Transferts de données : le Privacy Shield, une jolie coquille vide ?

L’Europe et les Etats-Unis se sont mis d’accord sur les grands principes du Privacy Shield, le "bouclier de la vie privée" qui encadrera les transferts de données de l’Europe vers les Etats-Unis. Répond-il aux attentes de protection des données des Européens face aux "grandes oreilles" de la NSA ? Qu’en pensent les experts ? Que se passera-t-il maintenant pour les entreprises ? Réponses.
Sylvain Rolland
Des lettres d'intentions ambitieuses mais sans aucune valeur juridique. L'imbroglio du cadre légal pour les transferts des données des entreprises vers les Etats-Unis est loin d'être terminé malgré l'accord autour du Privacy Shield.

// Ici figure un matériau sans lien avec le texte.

PR #1459, opened 2025-09-20
Fix MetricFormatterTests

aokj4ck:
# Description

- `MastodonMetricFormatter` accepts a number such as 1234, and converts it to an abbreviated form: "1.2K" in the US and "1,2K" in the EU.
    - Add MastodonMetricFormatter.abbreviatedGroupingSeparator to allow changing the separator.
    - The default values of abbreviatedGroupingSeparator are: period in the US and comma in the EU.
    - Update the unit tests to explicitly assign abbreviatedGroupingSeparator = "," for EU-styled test assertions.
    - Update the `test_thousandNinetynineFormat()` test function to explicitly test abbreviatedGroupingSeparator with both EU (,) and US (.) separators.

Adieu Safe Harbor, place au Privacy Shield ! Au terme de trois mois d'intenses négociations "jour et nuit", la Commission européenne et les autorités américaines ont présenté, mardi 2 février au soir, les grands principes du futur Privacy Shield. Ce "bouclier de la vie privée" devra fournir un nouveau cadre légal pour les transferts de données de l'Europe vers les Etats-Unis. Des transferts indispensables au bon fonctionnement de 4.500 entreprises américaines implantées sur le Vieux Continent, qu'il s'agisse de géants de l'Internet (Google, Apple, Facebook, Amazon, Airbnb...) ou d'entreprises de taille plus modeste.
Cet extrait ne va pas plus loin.